PR #1167, opened 2025-09-30
feat: enrich context with audit required info

AmanGIT07:


core/auditrecord/service.go
```diff
@@ -164,3 +166,42 @@ func computeHash(auditRecord AuditRecord) string {
 	// Convert to hex string
 	return hex.EncodeToString(hashBytes)
 }
+
+type auditContextToSet struct {
+	Actor           Actor
+	IsSuperUser     bool
+	SessionMetadata frontiersession.SessionMetadata
+}
```
rohilsurana: These should not be part of audit context, instead they should be their own , like session context to set, authcontext to set etc, audit service is just a consumer for it.

The namespacing should be dependent on Producer of the information, as usually there is only one producer but can have multiple consumers.

pkg/server/consts/gateway.go
```diff
@@ -13,10 +13,16 @@ func (c *contextKey) String() string { return "context value " + c.name }
...
 
-	AuditActorContextKey    = contextKey{name: "audit-actor"}
-	AuditMetadataContextKey = contextKey{name: "audit-metadata"}
-	AuditServiceContextKey  = contextKey{name: "audit-service"}
+	// SessionContextKey is context key that contains session metadata
+	SessionContextKey = contextKey{name: "session-context"}
+
+	AuditActorContextKey       = contextKey{name: "audit-actor"}
+	AuditRecordActorContextKey = contextKey{name: "audit-record-actor"}
+	AuditMetadataContextKey    = contextKey{name: "audit-metadata"}
```
rohilsurana: can we get rid of this?

pkg/server/consts/gateway.go
```diff
@@ -13,10 +13,16 @@ func (c *contextKey) String() string { return "context value " + c.name }
...
+	AuthSuperUserContextKey = contextKey{name: "auth-superuser"}
 
-	AuditActorContextKey    = contextKey{name: "audit-actor"}
-	AuditMetadataContextKey = contextKey{name: "audit-metadata"}
-	AuditServiceContextKey  = contextKey{name: "audit-service"}
+	// SessionContextKey is context key that contains session metadata
+	SessionContextKey = contextKey{name: "session-context"}
+
+	AuditActorContextKey       = contextKey{name: "audit-actor"}
+	AuditRecordActorContextKey = contextKey{name: "audit-record-actor"}
```
rohilsurana, line 23: lets move AuditRecord* apart from Audit* ones.

rohilsurana (approved):

pkg/server/consts/gateway.go
AmanGIT07: done

core/auditrecord/service.go
AmanGIT07: done

pkg/server/consts/gateway.go
AmanGIT07: will remove existing log after new implementation is complete

PR #1178, opened 2025-10-07
feat: add audit logging for KYC upsert operations

AmanGIT07:


internal/store/postgres/kyc_repository.go
```diff
@@ -76,25 +77,53 @@ func (r OrgKycRepository) Upsert(ctx context.Context, input kyc.KYC) (kyc.KYC, e
...
 	if err == nil {
-		//kyc for org exists, prepare UPDATE query
-		query, params, err = dialect.Update(TABLE_ORGANIZATIONS_KYC).Set(goqu.Record{
-			"status": input.Status,
-			"link":   input.Link,
-		}).Where(goqu.Ex{"org_id": input.OrgID}).
-			Returning(&kycModel).ToSQL()
+		// kyc for org exists, prepare UPDATE query with JOIN
+		query, params, err = dialect.Update(TABLE_ORGANIZATIONS_KYC).
+			From(TABLE_ORGANIZATIONS).
```
rohilsurana: (nit) lets chain From after the Set method, just to stay similar to how we usually write in SQL.

rohilsurana (approved):

internal/store/postgres/kyc_repository.go
AmanGIT07: done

> **Work instructions**:
Scan the lines above for the word "exists", then copy each line that has it.

> **Response**:
-		//kyc for org exists, prepare UPDATE query
+		// kyc for org exists, prepare UPDATE query with JOIN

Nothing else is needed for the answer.